Antonio Bello Quiroz

Nunca rompas el silencio

si no es para mejorarlo.

Ludwig van Beethoven

Hablar es siempre un imperativo: lo que se dice se muestra, aunque no se sepa nunca lo que se muestra. Lo que se muestra, en lo que se dice, es “esa cosa”. Se muestra eso que no alcanza a decirse con el lenguaje. El lenguaje nunca alcanza para decir aquello que nos habita; el lenguaje nunca alcanza: le hacen falta palabras. Por eso el silencio, el silencio que no es silente, está lleno de lenguaje, de impotencia de lenguaje.

Los poetas saben de esa impotencia del lenguaje, por ello tienen que hacer neologismos, como los delirantes. El psicoanalista lo sabe (quizá no sepa otra cosa): quien guarda silencio se habla.

El silencio está siempre presente, la mitad o más de nuestra vida la pasamos en silencio, por más molesto que esto sea. Los silencios producen en cada cual efectos que nos son siempre soportables.
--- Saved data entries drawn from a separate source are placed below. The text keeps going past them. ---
Issue #8367, opened 2023-01-26
Skaffold slow to start before first log


nickdapper:
Trying to migrate v2 to v3 with about 40+ microservices. If I comment out more microservices, the startup time gets faster. Definitely a correlation there. 

### Expected behavior
Should see logs almost immediately to see what's happening

### Actual behavior
No logs for about 1.5 minutes.  

### Information

- Skaffold version:` v2.0.4`
- Operating system: `mac 12.5.1`
- Installed via: `homebrew`

Top level config file with microservices in each command folder. For example: 
```yaml
apiVersion: skaffold/v3
kind: Config
requires:
  - path: cmd/service-1/skaffold.yaml
  - path: cmd/service-2/skaffold.yaml
  - path: cmd/service-3/skaffold.yaml
  - path: cmd/service-4/skaffold.yaml
  - path: cmd/service-5/skaffold.yaml
  
```

Microservice: 
```yaml
apiVersion: skaffold/v3
kind: Config
metadata:
  name: service-1
profiles:
  - name: dev
    manifests:
      rawYaml:
        - 'deployment.yml'
        - 'service.yml'
    build:
      tagPolicy:
        inputDigest: {}
      artifacts:
        - image: myregistry/myorg/service-1
          context: build
          docker:
            dockerfile: Dockerfile
    deploy:
      kubectl: {}
```

### Steps to reproduce the behavior
`skaffold build -f skaffold.yaml -p dev`

### Logs
While I can't paste all logs (security), I can paste where I think the slowdown is. I didn't know about the `-vdebug` option before.  

```
DEBU[0000] Running command: [kubectl config view --minify -o jsonpath='{..namespace}']  subtask=-1 task=DevLoop
...repeats for 102 seconds? 
DEBU[0102] Running command: [kubectl config view --minify -o jsonpath='{..namespace}']  subtask=-1 task=DevLoop
```

ericzzzzzzz:
Hi @nickdapper  I might be a regression in v2.0.4, I think the main branch has the fix.. could you try version v2.1.0 to see if this version fix this issue?

nickdapper:
Thanks for the quick reply! 

I upgraded to `v2.1.0` and the problem persists.  Also, one odd thing is that when I run `skaffold version` it prints a blank line.  Not sure if you see the same.  Installed via homebrew.  

I'll create a project where you can reproduce the issue.

ericzzzzzzz:
[...]

PR #8376, opened 2023-01-27
fix: prevent long startup time

nickdapper:
Caches RunContext's kubernetes namespace so subsequent calls do not invoke kubectl.

Fixes: #8367 

**Description**
Use my example project found here: https://github.com/nickdapper/skaffold-slow

This caches the output of the `kubectl config view` command which only fetches the namespace. 

Please verify the location of returning the cached value is correct. 

This might not be the best approach - Why is `GetNamespace()` called so many times?

### DIFF
--- a/pkg/skaffold/runner/runcontext/context.go
+++ b/pkg/skaffold/runner/runcontext/context.go
@@ -35,14 +35,15 @@ import (
 )
 
 type RunContext struct {
-	Opts               config.SkaffoldOptions
-	Pipelines          Pipelines
-	KubeContext        string
-	Namespaces         []string
-	WorkingDir         string
-	InsecureRegistries map[string]bool
-	Cluster            config.Cluster
-	RunID              string
+	Opts                config.SkaffoldOptions
+	Pipelines           Pipelines
+	KubeContext         string
+	Namespaces          []string
+	WorkingDir          string
+	InsecureRegistries  map[string]bool
+	Cluster             config.Cluster
+	RunID               string
+	kubeConfigNamespace string
 }
 
 // Pipelines encapsulates multiple config pipelines
@@ -261,6 +262,10 @@ func (rc *RunContext) GetNamespace() string {
 	if rc.Opts.Namespace != "" {
 		return rc.Opts.Namespace
 	}
+	if rc.kubeConfigNamespace != "" {
+		return rc.kubeConfigNamespace
+	}
+
 	var defaultNamespace string
 	for _, p := range rc.GetPipelines() {
 		if p.Deploy.KubectlDeploy != nil && p.Deploy.KubectlDeploy.DefaultNamespace != nil {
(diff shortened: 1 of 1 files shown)


ericzzzzzzz:
Hi @nickdapper , thanks for your contribution. 
For caching a function call, we usually use this pattern,  https://github.com/GoogleContainerTools/skaffold/blob/88e1c1734ea0f1bd79a0f24783f9565057a0e46a/pkg/skaffold/kubectl/version.go#L96-L116 

``This might not be the best approach - Why is GetNamespace() called so many times?``

 If you check the commit history around this part of code,
 - 745309520c9f733a66a18a34b1d1f96161c94482 
 - 54d7e1a2dfd85f7ad281046e1e5770ec15ad5a99
 - b2ba1408cc341ee947045f8e05a12af730f39cf9
 - ee13c6f9e674da8a64ffeb7db18e22288703bf95

the initial implementation was just simply return namespace passed from command line, using this method was fine at that time, but  when we migrated to v2, there was some knowledge gap, that caused GetNamespace() discrepancy in a lot of places, the code added was meant to fix stuff, agree we should revisit that.  At this moment, I think we can cache the result to fix the start slow issue.

nickdapper:
Thanks for the fast review @ericzzzzzzz !  I updated to use the same pattern. Let me know how this looks

nickdapper:
@ericzzzzzzz I just tested this and while the command doesn't take almost two minutes, there is still a slight delay around 20 seconds before the first log. It's still calling `kubectl config view` 41 times in my setup.

ericzzzzzzz:
@nickdapper yeah.. there is another place calls ``kubectl config view``,  kubectl when deployer is initialized,  https://github.com/GoogleContainerTools/skaffold/blob/bcb59450d04d99db50ae54babb0af70f7ba1b4e0/pkg/skaffold/deploy/kubectl/kubectl.go#L87-L89 

We can create a syncstore in this package 
https://github.com/GoogleContainerTools/skaffold/blob/88e1c1734ea0f1bd79a0f24783f9565057a0e46a/pkg/skaffold/util/cmd.go#L1-L106 

syncstore implementation is here 
https://github.com/GoogleContainerTools/skaffold/blob/aa0bf348b1cb3151356715612ac3db5a63a0d4df/pkg/skaffold/util/store.go#L1-L121

And create a method like runOutOnce with wraps the runout command and use command args as key for caching purpose,  something like 


```
func RunCmdOutOnce(ctx context.Context, cmd *exec.Cmd) ([]byte, error) {
	return store.Exec(cmd.String(), func() ([]byte, error) {
		return RunCmdOut(ctx, cmd)
	})
}

```

nickdapper:
@ericzzzzzzz Excellent suggestion!  This results in just a single call now. 🚀  

Let me know if there are other changes needed.

nickdapper:
Will commits be squashed on merge?  Not seeing that.

nickdapper:
@ericzzzzzzz Is there a way to force a re-run of the checks?

aaron-prindle:
@nickdapper Maintainers can re-run specific parts of the Github Actions but I don't think the PR contributor can.  I think the easiest way to re-run the checks would be to re-push your commit and that will kick the CI jobs off.  Also you can ping the thread here and we can kick things off again if necessary/test-flake (specific Github Actions, etc.)

The unit tests that are currently failing can actually be run locally via `make tests` in the `skaffold/` root directory.  That might be an easier way to iterate here (assuming you have access to the platform the test is failing on).

nickdapper:
Ok all tests are passing now locally

nickdapper:
@ericzzzzzzz The previous commit re-ran checks but not the current one. Are you able to run them again please?  Should be passing now.

ericzzzzzzz (approved):

PR #8408, opened 2023-02-04
refactor: replace 4d63.com/tz with time/tzdata

pmalek:
**Description**

Looking at https://github.com/leighmcculloch/go-tz ( `4d63.com/tz` import path https://github.com/GoogleContainerTools/skaffold/blob/aa6f5a30f95ddc2008e4513c40b484ac3fa7f91b/go.mod#L32 ) it seems that the repo is unmaintained:

> Deprecated: Use [time/tzdata](https://golang.org/pkg/time/tzdata/) available in Go 1.15. time/tzdata does not work exactly the same as it defaults to local tzdata when available where as this package always uses embedded data. This package will be maintained until Go 1.16 is released.

This PR replaces usage of that package with `time/tzdata` by include a build tag `timetzdata` as suggested at https://pkg.go.dev/time/tzdata. An alternative is to import `time/tzdata` as suggested:

> This package should normally be imported by a program's main package, not by a library. Libraries normally shouldn't decide whether to include the timezone database in a program.

**Open questions**

Tests at https://github.com/GoogleContainerTools/skaffold/blob/main/pkg/skaffold/tag/date_time_test.go seem to pass (at least locally). Do we want to include more for this change?


aaron-prindle (approved):
@pmalek thanks for the PR here, LGTM!  The tests you updated should be enough here.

¿Qué es el silencio? En psicoanálisis es fundamental, es ni más ni menos la esencia del descubrimiento freudiano, el silencio es la esencia del inconsciente, es, el silencio, en donde mayor tiempo se pasa cada ser humano, por más esfuerzos que haga para evitarlo. Podría ensayar aquí una fórmula: el silencio es lo propio de lo humano.
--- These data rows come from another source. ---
PR #8425, opened 2023-02-09
chore: remove validation for kpt version

ericzzzzzzz:
Fixes: #8306 
Related: https://github.com/GoogleContainerTools/kpt/issues/3844

**Description**
 - remove kpt version validation, the reason is in the linked issue. 
 - upgrade kpt version in skaffold image to support parameterization, the new version kpt has already been uploaded to gcs https://storage.googleapis.com/skaffold/deps/kpt/v1.0.0-beta.24/kpt_linux_amd64 
 - ``wget https://storage.googleapis.com/skaffold/deps/kpt/v1.0.0-beta.24/kpt_linux_amd64 -O kpt && shasum -a 256 -c ${skaffold_repo}deploy/skaffold/digests/kpt.amd64.sha256 ``  should output ok 

### DIFF
--- a/pkg/skaffold/render/renderer/kpt/kpt.go
+++ b/pkg/skaffold/render/renderer/kpt/kpt.go
@@ -17,19 +17,22 @@ limitations under the License.
 package kpt
 
 import (
+	"bytes"
 	"context"
-	"fmt"
 	"io"
 	"os/exec"
 
-	"github.com/blang/semver"
 	apimachinery "k8s.io/apimachinery/pkg/runtime/schema"
+	"sigs.k8s.io/kustomize/kyaml/fn/framework"
+	"sigs.k8s.io/kustomize/kyaml/kio"
+	"sigs.k8s.io/kustomize/kyaml/yaml"
 
 	"github.com/GoogleContainerTools/skaffold/v2/pkg/skaffold/graph"
 	"github.com/GoogleContainerTools/skaffold/v2/pkg/skaffold/instrumentation"
 	"github.com/GoogleContainerTools/skaffold/v2/pkg/skaffold/kubernetes/manifest"
 	"github.com/GoogleContainerTools/skaffold/v2/pkg/skaffold/render"
 	"github.com/GoogleContainerTools/skaffold/v2/pkg/skaffold/render/generate"
+	"github.com/GoogleContainerTools/skaffold/v2/pkg/skaffold/render/kptfile"
 	rUtil "github.com/GoogleContainerTools/skaffold/v2/pkg/skaffold/render/renderer/util"
 	"github.com/GoogleContainerTools/skaffold/v2/pkg/skaffold/render/transform"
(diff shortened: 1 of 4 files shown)


aaron-prindle:
+ @renzodavid9 who worked on this a bit in the past
My understanding was that for `kpt render` we didn't have a max version but for `kpt deploy` we did.  Can you confirm that `kpt deploy` works for all kpt versions and/or explain that for that use case there still is a version limit?

pkg/skaffold/render/renderer/kpt/kpt.go
```diff
@@ -117,7 +111,20 @@ func (r *Kpt) Render(ctx context.Context, out io.Writer, builds []graph.Artifact
 		cmd := exec.Command("kpt", "fn", "render", p, "-o", "unwrap")
 
 		if buf, err := util.RunCmdOut(rCtx, cmd); err == nil {
-			manifestList.Append(buf)
+			reader := kio.ByteReader{Reader: bytes.NewBuffer(buf)}
+			b := bytes.NewBuffer([]byte{})
+			writer := kio.ByteWriter{Writer: b}
+			// Kpt fn render outputs Kptfile content in result, we don't want this in our manifestList as Kptfile resource cannot be deployed to k8s cluster.
+			pipeline := kio.Pipeline{Filters: []kio.Filter{framework.ResourceMatcherFunc(func(node *yaml.RNode) bool {
+				return node.GetKind() != kptfile.KptFileKind
```
renzodavid9, line 119: If I recall correctly, I think the issue is not only with the `Kptfile` but with all the yaml files during rendering: kpt will read all the yaml files in the folder and render them. So, in the case we have a folder structure like this: 
```
project/
  Kptfile
  deployment.yaml
  skaffold.yaml
```
We'll need to filter the `Kptfile` and the `skaffold.yaml` or a deployer like `kubectl` will fail; I think the kpt deployer is able to filter this by itself properly. 🤔

ericzzzzzzz: users can also ignore skaffold.yaml file  by  .krmignore file, but there might be another problem related to ``fn render `` output, the command currently also output configMap file which cannot be used for deployment either, I'm gonna create an issue with kpt maintainers.

ericzzzzzzz: We don't filter out skaffold.yaml ourselves,  any yamls with ``Apiversion``,  ``Kind``, ``metadata.name`` will be included regardless of which kpt version we use .   It is users responsibility to make sure they put the right files in their kpt package  that should include ``Kptfile``, ``deployments files``, ``data config files`` , we can filter deployments files from the ``kpt fn render``.  Every standard kpt Data config file is expected to have ``config.kubernetes.io/local-config: "true"`` annotation , we can inspect the annotation for each yaml resource from ``kpt fn render`` and then filter them out.

renzodavid9 (approved):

La posibilidad de que algo sea escuchado es que haya silencio. Los griegos decían que para que un discurso se pudiera sostener requería de que el cuerpo adquiriera control. Les faltó decir que para que la palabra pudiera fluir requería del silencio. Si no hay silencio, no hay significación de la palabra, ni la imagen, ni nada. El silencio es fundante y fundamental.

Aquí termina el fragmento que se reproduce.